> **Problem**
Return all lines from the listing below in which the string "instead" occurs.

(Input for this task)

PR #3195, opened 2022-06-22
[WIP] Implement scraping diagnostics from all boundaries

RemiLehe:
Addresses  #3130

PR #3274, opened 2022-07-30
Implement output of scraped particles at domain boundaries

dpgrote:
This replaces PR #3195. In the process of updating that PR, I managed to corrupt the commit history. The new commits from that branch were cherry picked into this branch, plus my new changes.

With this PR, the particles lost at the domain boundaries can be saved to output files. To separate the data, the data from each boundary is written to a separate subdirectory (as explained in the documentation). I've also added the option of setting an interval so that the data is written out during the simulation instead of only at the end.

A bit of extensive changes were needed since getting this to work since a new option was needed in the `WriteToFile` routines specifying a pinned particle container that was separate from the `isBTD` option.

The avoids writing out empty data sets (if there are no particles lost) since the empty data confuse the openpmd reader.

### DIFF
--- a/Examples/Tests/embedded_circle/inputs_2d
+++ b/Examples/Tests/embedded_circle/inputs_2d
@@ -37,8 +37,8 @@ electrons.density = 10.2e16
 electrons.profile = constant
 electrons.momentum_distribution_type = maxwell_boltzmann
 electrons.theta = (kb*30000/(m_e*clight^2))
-electrons.save_particles_at_zlo = 1
-electrons.save_particles_at_zhi = 1
+electrons.save_particles_at_xlo = 1
+electrons.save_particles_at_xhi = 1
 electrons.save_particles_at_eb = 1
 
 ar_ions.species_type = argon
@@ -55,8 +55,8 @@ ar_ions.uz_m = 0.0
 ar_ions.ux_th = 2.6285641070031447e-06
 ar_ions.uy_th = 2.6285641070031447e-06
 ar_ions.uz_th = 2.6285641070031447e-06
-ar_ions.save_particles_at_zlo = 1
-ar_ions.save_particles_at_zhi = 1
+ar_ions.save_particles_at_xlo = 1
+ar_ions.save_particles_at_xhi = 1
 ar_ions.save_particles_at_eb = 1
 
 collisions.collision_names = coll_electrons coll_ar_ions
@@ -80,8 +80,12 @@ coll_ar_ions.back_cross_section = ../../../../warpx-data/MCC_cross_sections/Ar/i
 coll_ar_ions.elastic_cross_section = ../../../../warpx-data/MCC_cross_sections/Ar/ion_scattering.dat
 coll_ar_ions.charge_exchange_cross_section = ../../../../warpx-data/MCC_cross_sections/Ar/charge_exchange.dat
 
-diagnostics.diags_names = diag1
+diagnostics.diags_names = diag1 diag3
 diag1.diag_type = Full
 diag1.format = plotfile
 diag1.intervals = 1
 diag1.fields_to_plot = phi rho_electrons rho_ar_ions
+
+diag3.diag_type = BoundaryScraping
+diag3.format = openpmd
+diag3.intervals = 5
--- a/Examples/Tests/scraping/analysis_rz.py
+++ b/Examples/Tests/scraping/analysis_rz.py
@@ -47,7 +47,7 @@ assert(error==tolerance)
 # remaining particles and scraped particles is equal to the
 # original number of particles
 ts_full = OpenPMDTimeSeries('./diags/diag2/')
-ts_scraping = OpenPMDTimeSeries('./diags/diag3/')
+ts_scraping = OpenPMDTimeSeries('./diags/diag3/particles_at_eb')
 
 def n_remaining_particles( iteration ):
     w, = ts_full.get_particle(['w'], iteration=iteration)
--- a/Source/Diagnostics/BoundaryScrapingDiagnostics.cpp
+++ b/Source/Diagnostics/BoundaryScrapingDiagnostics.cpp
@@ -35,18 +35,20 @@ BoundaryScrapingDiagnostics::ReadParameters ()
     m_varnames_fields = {}; // No fields in boundary scraping diagnostics
     m_varnames = {}; // No fields in boundary scraping diagnostics
 
-    // Number of buffers = 1 for BoundaryScrapingDiagnostics.
-    // (buffers are used in BTDiagnostics, and correspond to different snapshots)
-    m_num_buffers = 1;
+    // num_buffers corresponds to the number of boundaries
+    // (upper/lower domain boundary in each dimension)
+    // + the EB boundary if available
+    m_num_buffers = AMREX_SPACEDIM*2;
+#ifdef AMREX_USE_EB
+    m_num_buffers += 1;
+#endif
 
     // Do a few checks
-#ifndef AMREX_USE_EB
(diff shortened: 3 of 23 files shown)


Examples/Tests/embedded_circle/inputs_2d
```diff
@@ -37,8 +37,8 @@ electrons.density = 10.2e16
 electrons.profile = constant
 electrons.momentum_distribution_type = maxwell_boltzmann
 electrons.theta = (kb*30000/(m_e*clight^2))
-electrons.save_particles_at_zlo = 1
-electrons.save_particles_at_zhi = 1
+electrons.save_particles_at_xlo = 1
+electrons.save_particles_at_xhi = 1
```
RemiLehe, line 41: Could you explain why it was necessary to change `save_particles_at_zlo` to `save_particles_at_xlo` here?

Source/Diagnostics/BoundaryScrapingDiagnostics.cpp
```diff
@@ -133,35 +119,47 @@ BoundaryScrapingDiagnostics::DoComputeAndPack (int /*step*/, bool /*force_flush*
...
     const amrex::Geometry& geom = warpx.Geom(0); // For compatibility with `WriteToFile` ; not used
 
+    // The data for each boundary is written out to a separate directory with the boundary name
+    std::string file_prefix = m_file_prefix + "/particles_at_" + particle_buffer.boundaryName(i_buffer);
+
     m_flush_format->WriteToFile(
         m_varnames, m_mf_output[i_buffer], m_geom_output[i_buffer], warpx.getistep(),
-        0., m_output_species[i_buffer], nlev_output, m_file_prefix,
-        m_file_min_digits, false, false, isBTD, i_buffer, geom,
+        warpx.gett_new(0), m_output_species[i_buffer], nlev_output, file_prefix,
```
RemiLehe, line 158: Could you explain why we pass `warpx.gett_new(0)` here?
In principle, the `BoundaryScraping` collects particles throughout the simulation, so my understanding was that it cannot be associated with a specific time.

Source/Diagnostics/FlushFormats/FlushFormatSensei.cpp
```diff
@@ -55,14 +55,15 @@ FlushFormatSensei::WriteToFile (
     const amrex::Vector<ParticleDiag>& particle_diags,
     int nlev, const std::string prefix, int file_min_digits,
     bool plot_raw_fields, bool plot_raw_fields_guards,
+    const bool use_pinned_pc,
```
RemiLehe, line 58: Could we have use `/* use_pinned_pc */` here, as in the case of the other formats?

Source/Diagnostics/WarpXOpenPMD.cpp
```diff
@@ -616,7 +618,9 @@ WarpXOpenPMDPlot::WriteOpenPMDParticles (const amrex::Vector<ParticleDiag>& part
       GeometryFilter const geometry_filter(particle_diags[i].m_do_geom_filter,
                                            particle_diags[i].m_diag_domain);
 
-      if (! isBTD) {
+      if (isBTD || use_pinned_pc) {
```
RemiLehe, line 621: Side-note for a potential follow-up PR:
There is some similar code here:
https://github.com/ECP-WarpX/WarpX/blob/development/Source/Diagnostics/FlushFormats/FlushFormatPlotfile.cpp
Should we try to unify these two functions before they diverge too much?

Examples/Tests/scraping/analysis_rz.py
```diff
@@ -47,7 +47,7 @@
 # remaining particles and scraped particles is equal to the
 # original number of particles
 ts_full = OpenPMDTimeSeries('./diags/diag2/')
-ts_scraping = OpenPMDTimeSeries('./diags/diag3/')
+ts_scraping = OpenPMDTimeSeries('./diags/diag3/particles_at_eb')
```
RemiLehe, line 50: For this test, would you mind setting `diag.intervals = 3`, so that as to test that the `intervals` feature is working as expected?

Source/Diagnostics/BoundaryScrapingDiagnostics.cpp
```diff
@@ -133,35 +119,47 @@ BoundaryScrapingDiagnostics::DoComputeAndPack (int /*step*/, bool /*force_flush*
...
-    // of the simulation for BoundaryScrapingDiagnostics, we always set `isLastBTD`.
-    // This tells WarpX to write all the metadata (and not purely the particle data)
-    bool const isLastBTD = true;
+    // If the saving of the particles was not set up for any of the species for this boundary
+    // or if no particles have been lost, then don't write anything out.
+    if (n_particles == 0) return;
+
+    // This is not a backtransform diagnostics
+    bool const isBTD = false;
+    bool const isLastBTD = false;
```
RemiLehe, line 148: I am not sure what happens when writing multiple times to the **same** openPMD file **without** passing `isBTD=true`. Do you have any thoughts on this? 
Is there a possibility e.g. that the current code will erase any previously existing dataset in the file, at each successive write, if we don't pass `isBTD=true`. (Note: I did not have a detailed look at the internals of the function `DumpToFile`.)

RemiLehe (commented):
Thanks for this PR!
I have a few minor comments ; would you have time to address them?

Examples/Tests/embedded_circle/inputs_2d
dpgrote: Thanks for the comments!
I don't know why this test case was setting `electrons.save_particles_at_zlo` and `hi` since it has periodic boundary conditions in z, so no particles are ever lost in z. Particles are lost in x however, so I changed it to x. I can update the analysis.py file in this test to check that the output of the scraped particles is correct.

Source/Diagnostics/BoundaryScrapingDiagnostics.cpp
dpgrote: With the allowing of intervals, the data can be written out into multiple files. Passing in the current time here just makes the files consistent. The time is the time when the particles are written out, so the file will have only particles lost before that time.

Source/Diagnostics/FlushFormats/FlushFormatSensei.cpp
dpgrote: That routine is already using the `ignore_unused` way of ignoring arguments. I was being consistent, using the same way as the original code. Perhaps a separate PR can clean this up and use the commented name arguments instead of `ignore_unused`.

Source/Diagnostics/WarpXOpenPMD.cpp
dpgrote: That was something that I was considering. I'll test this and see if the writing out of the particles will work with plotfiles (instead of only openpmd).

Examples/Tests/scraping/analysis_rz.py
dpgrote: The intervals is tested in the other test case, `embedded_circle`. I'll take that into account when updating the analysis file for that case.

Source/Diagnostics/BoundaryScrapingDiagnostics.cpp
dpgrote: When the intervals is set, the scraped particle data is written out into separate files, a file each time the data is written out. This seems more robust, so for example the scraped particle data will be available as the simulation is running, and will be available if for some reason the simulation doesn't finish (it runs out of time or crashes for some other reason). This makes it natural to read in the data using as an `OpenPMDTimeSeries`.

RemiLehe (approved):

PR #3277, opened 2022-08-01
`SyncCurrent`: Pass References To Current MultiFabs

EZoni:
This is a follow-up PR to #2965. The flexibility of passing to `SyncCurrent` any current MultiFabs as input arguments is needed in a variety of other PRs related to the development and debugging of Vay's current deposition scheme. I also added more detailed comments to explain what happens with current centering, when the hybrid scheme is used.

### DIFF
--- a/Source/WarpX.H
+++ b/Source/WarpX.H
@@ -643,9 +643,21 @@ public:
     void FillBoundaryG   (int lev, amrex::IntVect ng, const bool nodal_sync = false);
     void FillBoundaryAux (int lev, amrex::IntVect ng);
 
+    /**
+     * \brief Apply filter and sum guard cells across MR levels.
+     * If current centering is used, center the current from a nodal grid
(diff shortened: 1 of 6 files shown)


Source/WarpX.H
```diff
@@ -643,7 +643,9 @@ public:
     void FillBoundaryG   (int lev, amrex::IntVect ng, const bool nodal_sync = false);
     void FillBoundaryAux (int lev, amrex::IntVect ng);
 
-    void SyncCurrent ();
+    void SyncCurrent (
```
ax3l, line 657: Just a note: please add doxygen for the new params.

RemiLehe (approved):

Source/WarpX.H
EZoni: Yes, thank you. Done in https://github.com/ECP-WarpX/WarpX/pull/3277/commits/de8942733bc9821681631a27f5f8846992a6af0f.

PR #3279, opened 2022-08-02
Properly check that `save_particles_at_eb=1` when using `BoundaryScraping` diagnostic

### LINKED ISSUE #3248: (Question) An embedded implicit function with boundary scraping gives error messages
Hello,

I am trying to use embedded boundary with BoundaryScraping for tracking beam particles escaping from cylindrical plasma channel.
So I set related parameters as below.

```
my_constants.r0 = 1.e-3
warpx.eb_implicit_function = "( x * x + y * y - r0 * r0 )"

driver.save_particles_at_eb = 1
driver.save_particles_at_zlo = 1
driver.save_particles_at_zhi = 1

diag2.diag_type = BoundaryScraping
diag2.format = openpmd
```

But I got error messages as below.

```
 !!!
SIGABRT
0::Assertion `m_do_boundary_buffer[boundary][index]' failed, file "/home/kmoon/warpx-src/Source/Particles/ParticleBoundaryBuffer.cpp", line 337, Msg: 
### ERROR   : Attempted to get particle buffer for boundary 6, which is not
#            used!
 !!!
```

I am not understanding what this message means..

Can I just save escaping particles in OpenPMD and check later?
Are these functions already working in WarpX 22.07?
I am attaching WarpX input script and its output in any case you would want to see..
 
[input_and_log.zip](https://github.com/ECP-WarpX/WarpX/files/9142813/input_and_log.zip)
 
Could I have any hint of this situation?

Thanks a lot,
Kook-Jin

RemiLehe:
The code for `BoundaryScraping` contains some code that checks that the flag `save_particles_at_eb` has been activated. However, this code relies on the variable `m_output_species` being properly initialized, which is not the case in the current version of WarpX.

I moved this check to the function `InitializeParticleBuffer`, just after `m_output_species` is initialized.

This fixes #3248.

### DIFF
--- a/Source/Diagnostics/BoundaryScrapingDiagnostics.cpp
+++ b/Source/Diagnostics/BoundaryScrapingDiagnostics.cpp
@@ -47,29 +47,8 @@ BoundaryScrapingDiagnostics::ReadParameters ()
     amrex::Abort("You need to compile WarpX with openPMD support, in order to use BoundaryScrapingDiagnostic: -DWarpX_OPENPMD=ON");
 #endif
 
-    // Check that saving at EB has been activated for each requested species
-    std::set<std::string> particle_saving_activated;
-    for (auto const& species_name : m_output_species_names){
-        amrex::ParmParse pp(species_name);
-        bool save_particles_at_eb;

(End Input for this task)

> **Completed task**
With this PR, the particles lost at the domain boundaries can be saved to output files. To separate the data, the data from each boundary is written to a separate subdirectory (as explained in the documentation). I've also added the option of setting an interval so that the data is written out during the simulation instead of only at the end.
dpgrote: That routine is already using the `ignore_unused` way of ignoring arguments. I was being consistent, using the same way as the original code. Perhaps a separate PR can clean this up and use the commented name arguments instead of `ignore_unused`.
dpgrote: That was something that I was considering. I'll test this and see if the writing out of the particles will work with plotfiles (instead of only openpmd).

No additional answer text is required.